Throwing the Bouquet
- Just before leaving to change into her going-away clothes, the bride signals her bridesmaid, and they would stand in a doorway, stairs or any spot where she might conveniently throw her bouquet.
- The bridesmaids will help to get all the single women together to catch it.
- The master of ceremony stops the music to announce the event. The person who catches the bouquet, according to superstition, will be the next to marry.
Throwing the Garter
- After the bouquet toss, the groom takes your garter off your leg (often done with his teeth). This is usually done on the dance floor. A chair is settled there so the bride can sit or place her foot to reveal her leg.
- The groom will remove the garter and throw it to the group of single men.
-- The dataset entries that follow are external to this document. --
PR #787, opened 2023-05-12
IPv4: Don't discard from unspecified src addresses

bjoernQ:
IPv4 packets from `0.0.0.0` get discarded early. This makes it impossible to create a DHCP server.

Not sure if this is the right location or even the right approach for this fix.

Maybe there is also a way to make this work without modifying the code?

### DIFF
--- a/src/iface/interface/ipv4.rs
+++ b/src/iface/interface/ipv4.rs
@@ -18,9 +18,9 @@ impl InterfaceInner {
         frag: &'a mut FragmentsBuffer,
     ) -> Option<IpPacket<'a>> {
         let ipv4_repr = check!(Ipv4Repr::parse(ipv4_packet, &self.caps.checksum));
-        if !self.is_unicast_v4(ipv4_repr.src_addr) {
-            // Discard packets with non-unicast source addresses.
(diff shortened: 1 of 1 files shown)


thvdveld:
I think this is fine. We just need to make sure that we don't transmit to the unspecified address. Which we check here:

https://github.com/smoltcp-rs/smoltcp/blob/master/src/iface/interface/mod.rs#L1647

bjoernQ:
Thanks! That's good news
Any pointer at where to add tests to make codecov happy? (Sorry, first contribution here)

thvdveld:
I think it's fine. I think the codecov setup is not yet complete. It should not fail CI in this case. I made some changes to CI in #789. Maybe if you can rebase on master, then we can check if CI still fails or not.

bjoernQ:
> I think it's fine. I think the codecov setup is not yet complete. It should not fail CI in this case. I made some changes to CI in #789. Maybe if you can rebase on master, then we can check if CI still fails or not.

Awesome, that worked! Thanks a lot

Dirbaio (approved):
thanks!

bors r+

The lucky bachelor to catch this garter, just as the woman who catches the bouquet, will be the next to marry.
- Many modern couples prefer to have the groom throw a bride's silken handkerchief in which they have tied some candies (to add weight).
Departure of the couple
- After dancing and chatting with all their friends, the wise couple will leave before becoming too exhausted.
- You can choose to disappear to change into you going-away clothes and come back for a final getaway, or just make a grand exit after the bouquet and garter ceremony.
- A bridesmaid could be in charge of getting the parents of the couple to come for a last good-bye.
- The best man leads the way through the crowd to the waiting car.
- The guests could be supplied with petals of flowers, rice, or confetti (if permitted) to pelt the couple as they pass, calling out good-byes and best wishes.
- Many couples want to mingle with their guest and dance until wee hours of the night.
- The tradition dictates that guest stay at the reception until the bride and groom depart. If you plan to stay late, you should advise your guests; in that case, proper etiquette indicates that they can leave after the cake cutting ceremony if they wish.